Holy God, you see me and you hear me.

Through my mask, you see if I smile or if I scowl.

Through my mask, you hear me if I whisper a brief prayer or mutter a muffled curse.

My friends don’t see or hear or know; nor do my family; nor my colleagues.

But you do.

This mask takes away power – the power of clear communication but also the possibility to infect. But it also grants a freedom to be with.

My smiles, my thoughts, my mumbles, though – these I know, but they are a greater mystery to others now.

But not to you, Lord. You see past my mask, you hear through it, you know.

But your mask, Lord, what about your mask? Who can see through your mask? Hear through it?

I cannot.

I cannot see if you smile or if you scowl.

I cannot hear if you whisper an answer to my prayer or brush off my curse.

I cannot sense if you are pleased with me or if you are waiting for me to do much better.

Can we all take off our masks, Lord? Put them away?

When the disease that moves us to mask our faces for safety fades away, will our eyes and our ears be stronger, better able to see and to hear the smiles and the frowns, the cries and the whispers of those who fill our lives? Who makes our lives worth living?

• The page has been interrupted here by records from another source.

PR #11176, opened 2023-04-28
NAS-121740 / 23.10 / Add changes to allow renaming catalogs for installed apps

sonicaj:
This PR adds changes to allow changing catalog name for existing apps. So for example if we want to rename the official catalog, we need to make that happen in 2 places i.e available apps and installed apps, for available ones we would be updating the database and for installed we would be writing a migration which would make this work.

### DIFF
--- a/src/middlewared/middlewared/plugins/kubernetes_linux/app_migrations.py
+++ b/src/middlewared/middlewared/plugins/kubernetes_linux/app_migrations.py
@@ -9,6 +9,7 @@ from catalog_validation.schema.migration_schema import APP_MIGRATION_SCHEMA
 from middlewared.plugins.catalogs_linux.update import OFFICIAL_LABEL
 from middlewared.plugins.chart_releases_linux.utils import get_namespace
 from middlewared.service import Service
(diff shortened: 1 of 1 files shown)


src/middlewared/middlewared/plugins/kubernetes_linux/app_migrations.py
```diff
@@ -143,7 +165,21 @@ def load_migrations(self, catalog):
 
             return migrations
         else:
-            return {}
+            return migrations
+
+    def official_migrations(self):
+        migrations = {}
```
yocalebo, line 171: This can be simplified and made more performant (there is no reason for sorting)
```suggestion
        migrations = {}
        app_migration_dir = f'{get_middleware_dir()}/plugins/kubernetes_linux/app_migrations'
        for migration in filter(lambda x: x.suffix == '.json', Path(app_migration_dir).iterdir():
            migrations[migration.name] = json.loads(migration.read_text())
        return migrations
```

yocalebo (changes requested):

yocalebo (approved):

Will we see, Lord, that what we think of as your mask is really also our own, our inability to find you in the rush of our lives, our failure to see you in all the wonders you show us, our incapacity to hear your gentle voice in the tumult that surrounds us.

Can we know, Lord, that we put on many masks so we can cope, avoid, pretend, be acceptable? (What scar did the Phantom’s mask hide? “Who was that masked man?”)

Help us, Lord, to move beyond our masks. You are here for us to see and to hear. Help us. Let us take off our masks.